From the first line of the data below, repeat each line exactly until you reach the line with "- Synchronize between"; include that line too.

→ **Records from a collection**
=== Section Start ===
PR #10071, opened 2024-08-20
AZP: Use different ports in one wire-compat job

brminich:
## What
Use different ports in one wire-compat job to avoid CI failures like
```
[1724129739.884304] [swx-rdmz-ucx-new-02:17268:0]          parser.c:2307 UCX  WARN  (set UCX_WARN_UNUSED_ENV_VARS=n to suppress this warning)
[1724129739.884905] [swx-rdmz-ucx-new-02:17268:0]          parser.c:2314 UCX  INFO  UCX_* env variables: UCX_WARN_UNUSED_ENV_VARS=n UCX_TLS=^sm UCX_CM_REUSEADDR=y UCX_IB_ROCE_LOCAL_SUBNET=y UCX_LOG_LEVEL=info
[1724129740.029045] [swx-rdmz-ucx-new-02:17268:0] rdmacm_listener.c:83   UCX  DIAG  rdma_bind_addr(addr=0.0.0.0:22000) failed: Cannot assign requested address
[1724129740.029084] [swx-rdmz-ucx-new-02:17268:0]    ucp_listener.c:242  UCX  DIAG  failed to create UCT listener on CM 0x10e1830 (component rdmacm) with address 0.0.0.0:22000 status Device is busy
failed to listen (Device is busy)
```

PR #10089, opened 2024-08-26
AZP: Use different ports in one wire-compat job - v1.17.x

brminich:
## What
port #10071

### DIFF
--- a/buildlib/tools/test_wire_compat.sh
+++ b/buildlib/tools/test_wire_compat.sh
@@ -8,10 +8,11 @@
 exe_name=$1
 client_opt=$2
 common_opt=$3
-port=$((10000 + 1000 * ${AZP_AGENT_ID}))
+port=$((10000 + 1000 * ${AZP_AGENT_ID} + 100 * ${WIRE_COMPAT_STAGE_ID}))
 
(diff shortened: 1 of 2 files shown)


buildlib/tools/test_wire_compat.sh
```diff
@@ -8,10 +8,11 @@
 exe_name=$1
 client_opt=$2
 common_opt=$3
-port=$((10000 + 1000 * ${AZP_AGENT_ID}))
+port=$((10000 + 1000 * ${AZP_AGENT_ID} + 100 * ${WIRE_COMPAT_STAGE_ID}))
```
iyastreb, line 11: I know I'm late with my comment, since it's porting existing change.
But is it reliable way to get free port, and avoid collisions?
What if those ports are taken by other services running on the machine?
I remember implementing something similar in the past, and the approach was:
- Check `LOCAL_PORT_MIN LOCAL_PORT_MAX` from `/proc/sys/net/ipv4/ip_local_port_range`
- Check if port is used with `netstat -an | grep "LISTEN "`
- Synchronize between multiple processes by using `flock` on common file

brminich: i think the proposed solution is good enough for now. We can change it if some issue arises

yosefe: we can implement a better solution on master branch

yosefe (approved):

PR #10091, opened 2024-08-26
UCS/VFS: Detect deletion of the monitored folder

iyastreb:
## What
Fix for https://redmine.mellanox.com/issues/4044773
We see that fuse thread is not interrupted from the main thread dtor, and remains waiting for data in the read:
```
Thread 2 (Thread 0x7fb4cffff700 (LWP 420349)):
#0  0x00007fb4de0abaa4 in read () from /lib64/libpthread.so.0
#1  0x00007fb4de6448f6 in ucs_vfs_fuse_wait_for_path (path=path@entry=0x7fb4cfffecd2 "/run/user/90540/ucx/vfs.sock") at vfs_fuse.c:311
#2  0x00007fb4de644c2d in ucs_vfs_fuse_thread_func (arg=<optimized out>) at vfs_fuse.c:418
Thread 1 (Thread 0x7fb4de7fb8c0 (LWP 420284)):
#0  0x00007fb4de0a36bd in __pthread_timedjoin_ex () from /lib64/libpthread.so.0
#1  0x00007fb4de6443d5 in ucs_fuse_thread_stop () at vfs_fuse.c:510
```
The only reason it can happen is that folder that we monitor (`/run/user/<user_id>/ucx`) gets deleted/recreated in the meantime. Currently we see this happening when tests are executed under `mtt` account.

## Why ?
We must get notified when `/run/user/<user_id>/ucx` folder gets deleted, so we must also handle **IN_IGNORED** event in addition to IN_CREATE

## How ?
On receiving this event we can either:
1. return error, so that VFS becomes efficiently disabled
2. return UCS_OK, so that we try again to create and monitor that folder
For now option 1 is implemented

### DIFF
--- a/src/ucs/vfs/fuse/vfs_fuse.c
+++ b/src/ucs/vfs/fuse/vfs_fuse.c
@@ -254,6 +254,16 @@ static ucs_status_t ucs_vfs_fuse_wait_for_path(const char *path)
 
     pthread_mutex_lock(&ucs_vfs_fuse_context.mutex);
 
+    /* Check 'stop' flag before entering the loop. If the main thread sets
+     * 'stop' flag before this thread created 'inotify_fd' fd, the execution
+     * of the thread has to be stopped, otherwise - the thread hangs waiting
+     * for the data on 'inotify_fd' fd.
+     */
+    if (ucs_vfs_fuse_context.stop) {
+        status = UCS_ERR_CANCELED;
+        goto out;
+    }
+
     /* Create directory path */
     ret = ucs_vfs_sock_mkdir(path, UCS_LOG_LEVEL_DIAG);
     if (ret != 0) {
@@ -282,23 +292,15 @@ static ucs_status_t ucs_vfs_fuse_wait_for_path(const char *path)
                      sizeof(watch_filename));
     watch_dirname = dirname(dir_buf);
 
-    /* Watch for new files in 'watch_dirname' */
+    /* Watch for new files in 'watch_dirname' and monitor if this watch gets
+     * deleted explicitly or implicitly */
     ucs_vfs_fuse_context.watch_desc = inotify_add_watch(
-            ucs_vfs_fuse_context.inotify_fd, watch_dirname, IN_CREATE);
+            ucs_vfs_fuse_context.inotify_fd, watch_dirname,
+            IN_CREATE | IN_IGNORED);
     if (ucs_vfs_fuse_context.watch_desc < 0) {
         ucs_error("inotify_add_watch(%s) failed: %m", watch_dirname);
         status = UCS_ERR_IO_ERROR;
         goto out_close_inotify_fd;
-    }
-
-    /* Check 'stop' flag before entering the loop. If the main thread sets
-     * 'stop' flag before this thread created 'inotify_fd' fd, the execution
-     * of the thread has to be stopped, otherwise - the thread hangs waiting
-     * for the data on 'inotify_fd' fd.
-     */
-    if (ucs_vfs_fuse_context.stop) {
-        status = UCS_ERR_CANCELED;
-        goto out_close_watch_id;
     }
 
     /* Read events from inotify channel and exit when either the main thread set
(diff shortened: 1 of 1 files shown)


src/ucs/vfs/fuse/vfs_fuse.c
```diff
@@ -330,6 +332,15 @@ static ucs_status_t ucs_vfs_fuse_wait_for_path(const char *path)
         for (offset  = 0; offset < nread;
              offset += (sizeof(*event) + event->len)) {
             event = UCS_PTR_BYTE_OFFSET(event_buf, offset);
+
+            /* Watch was removed explicitly (inotify_rm_watch) or automatically
+             * (file was deleted, or file system was unmounted). */
+            if (event->mask & IN_IGNORED) {
+                ucs_debug("inotify watch on '%s' was removed", watch_dirname);
```
yosefe, line 339: shall we check stop flag?

iyastreb: no, we shouldn't
Because we check it already on line 317 - in that case no matter what's event - we cancel the waiting.
Then we remain holding the mutex - so stop flag is not possible to set.
Here we are guaranteed that `stop` flag is not set, so we mostly check if the folder was removed from the filesystem (means implicitly, not from VFS)

Btw, regarding stop flag, we can also simplify the code above: move lines 294-302 to be right after mutex acquisition, so that when `stop` flag is set we detect it early and don't even bother creating folder, initializing inotify etc

brminich (dismissed):

src/ucs/vfs/fuse/vfs_fuse.c
```diff
@@ -282,25 +292,17 @@ static ucs_status_t ucs_vfs_fuse_wait_for_path(const char *path)
                      sizeof(watch_filename));
     watch_dirname = dirname(dir_buf);
 
-    /* Watch for new files in 'watch_dirname' */
+    /* Watch for new files in 'watch_dirname', and monitor if this watch gets
```
ivankochin, line 295:
```suggestion
    /* Watch for new files in 'watch_dirname' and monitor if this watch gets
```

src/ucs/vfs/fuse/vfs_fuse.c
yosefe: maybe we should try re-creating the watch in case it was removed?

src/ucs/vfs/fuse/vfs_fuse.c
```diff
@@ -254,6 +254,16 @@ static ucs_status_t ucs_vfs_fuse_wait_for_path(const char *path)
...
 
+    /* Check 'stop' flag before entering the loop. If the main thread sets
+     * 'stop' flag before this thread created 'inotify_fd' fd, the execution
+     * of the thread has to be stopped, otherwise - the thread hangs waiting
+     * for the data on 'inotify_fd' fd.
+     */
+    if (ucs_vfs_fuse_context.stop) {
+        status = UCS_ERR_CANCELED;
+        goto out;
+    }
```
yosefe, line 265: after moving checking of stop flag here, i think there could be a race, leading to a hang: the main thread will set stop=1 after the VFS thread already passed this point. Then, ucs_vfs_fuse_context.inotify_fd is still -1, so the main thread will not call inotify_rm_watch. Then, this VFS thread will set a watch and never wake up from it.
That's why the previos code checked stop flag only **after** creating a watch.

iyastreb: This assumption is wrong.
Bot fuse and main threads use mutex to synchronise access, which means that main thread cannot update the state in between, while fuse thread is holding the lock. They cannot execute mutually exclusive blocks simultaneously, that's the whole point of having mutex
```
fuse thread:
  lock
    check stop
   <<< NO interruption is possible here
    check inotify_fd = inotify_init
  unlock

main thread:
  lock
    stop = 1
    check inotify_fd
  unlock
```

yosefe: ok

src/ucs/vfs/fuse/vfs_fuse.c
iyastreb: I was thinking about this, and even implemented (and tested) this approach, it's really just a matter of 2 LOCs. Then I decided to not go this way, because:
- deletion of socket folder is not a part of the normal workflow, and it is not handled gracefully by VFS daemon. Daemon does not re-establish a socket listen if it gets deleted
- continue reconnection effort means we need to re-create the folder, try to connect to socket (and then redo watch) - this may consume CPU resources
- Currently function `ucs_vfs_sock_mkdir` that we use to create a folder, does not create a path (like `mkdir -p`), but creates just the last folder from path. So if the whole user folder is deleted (like happens with `mtt` user), we cannot recreate this path anyway

So I thought that it's not worth to implement re-connection in this case. But I don't have strong opinion on that, please tell me if you do

yosefe: ok, let'd keep as is, i guess if the folder is removed it's not a case we have to support

yosefe (approved):

PR #10094, opened 2024-08-26
ARCH/X86: Add CPU Model for MI300A - v1.16.x

edgargabriel:
## What
The MI300A has 24 Zen4 cores, which are architecturally (mostly) identical to the Genoa processors. They have however a different CPU id. Add the CPU ID to recognize CPU on this architecture.

## How ?
(cherry picked from commit 8b2113067bc5d158561c9564282d52c5e79d3bfe)

### DIFF
--- a/src/ucs/arch/x86_64/cpu.c
+++ b/src/ucs/arch/x86_64/cpu.c
@@ -472,7 +472,7 @@ ucs_cpu_model_t ucs_arch_get_cpu_model()
                 break;
             }
             break;
-        /* AMD Zen3 */
+        /* AMD Zen3/Zen4 */
         case 0x19:
             switch (model) {
             case 0x00:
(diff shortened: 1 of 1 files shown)


tvegas1 (approved):

brminich:
is there a reason to port it to 1.16? @yosefe, are we going to have another 1.16.x release?

yosefe:
> is there a reason to port it to 1.16? @yosefe, are we going to have another 1.16.x release?

Indeed we don't plan another release for 1.16.x. @edgargabriel did you intend to port it to 1.17.x?

edgargabriel:
@brminich @yosefe I did not anticipate another 1.16 release. However, we see benefits on having this fix on the 1.16 branch as well in case somebody is doing a git clone of this branch.

yosefe:
> @brminich @yosefe I did not anticipate another 1.16 release. However, we see benefits on having this fix on the 1.16 branch as well in case somebody is doing a git clone of this branch.

Unfortunately CI will not pass for v1.16.x branch, since it was not extended to support recent CI env changes. We don't usually maintain more than one release branch.

edgargabriel:
ok, in that case I will close this pr. We did something similar for 1.15 a while back (i.e. there is a fix in 1.15 that was committed to the branch after the 1.15 release date and is not part of any official release), and I followed the same model here. But if there are technical reasons why this cannot be accomplished in this case, we can skip this pr.

PR #10101, opened 2024-08-28
UCT/IB/MLX5/DC: dci_channel_index is not limited by num_dci_channels

roiedanino:
## What
Removed limitation of `dci_channel_index` by `num_dci_channels`

## Why ?
Improvement in performance, utilization of all 256 DCI channels

### DIFF
--- a/src/uct/ib/mlx5/dc/dc_mlx5_ep.h
+++ b/src/uct/ib/mlx5/dc/dc_mlx5_ep.h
=== Section End ===
→ **Result below**
PR #10071, opened 2024-08-20
AZP: Use different ports in one wire-compat job

brminich:
## What
Use different ports in one wire-compat job to avoid CI failures like
```
[1724129739.884304] [swx-rdmz-ucx-new-02:17268:0]          parser.c:2307 UCX  WARN  (set UCX_WARN_UNUSED_ENV_VARS=n to suppress this warning)
[1724129739.884905] [swx-rdmz-ucx-new-02:17268:0]          parser.c:2314 UCX  INFO  UCX_* env variables: UCX_WARN_UNUSED_ENV_VARS=n UCX_TLS=^sm UCX_CM_REUSEADDR=y UCX_IB_ROCE_LOCAL_SUBNET=y UCX_LOG_LEVEL=info
[1724129740.029045] [swx-rdmz-ucx-new-02:17268:0] rdmacm_listener.c:83   UCX  DIAG  rdma_bind_addr(addr=0.0.0.0:22000) failed: Cannot assign requested address
[1724129740.029084] [swx-rdmz-ucx-new-02:17268:0]    ucp_listener.c:242  UCX  DIAG  failed to create UCT listener on CM 0x10e1830 (component rdmacm) with address 0.0.0.0:22000 status Device is busy
failed to listen (Device is busy)
```

PR #10089, opened 2024-08-26
AZP: Use different ports in one wire-compat job - v1.17.x

brminich:
## What
port #10071

### DIFF
--- a/buildlib/tools/test_wire_compat.sh
+++ b/buildlib/tools/test_wire_compat.sh
@@ -8,10 +8,11 @@
 exe_name=$1
 client_opt=$2
 common_opt=$3
-port=$((10000 + 1000 * ${AZP_AGENT_ID}))
+port=$((10000 + 1000 * ${AZP_AGENT_ID} + 100 * ${WIRE_COMPAT_STAGE_ID}))
 
(diff shortened: 1 of 2 files shown)


buildlib/tools/test_wire_compat.sh
```diff
@@ -8,10 +8,11 @@
 exe_name=$1
 client_opt=$2
 common_opt=$3
-port=$((10000 + 1000 * ${AZP_AGENT_ID}))
+port=$((10000 + 1000 * ${AZP_AGENT_ID} + 100 * ${WIRE_COMPAT_STAGE_ID}))
```
iyastreb, line 11: I know I'm late with my comment, since it's porting existing change.
But is it reliable way to get free port, and avoid collisions?
What if those ports are taken by other services running on the machine?
I remember implementing something similar in the past, and the approach was:
- Check `LOCAL_PORT_MIN LOCAL_PORT_MAX` from `/proc/sys/net/ipv4/ip_local_port_range`
- Check if port is used with `netstat -an | grep "LISTEN "`
- Synchronize between multiple processes by using `flock` on common file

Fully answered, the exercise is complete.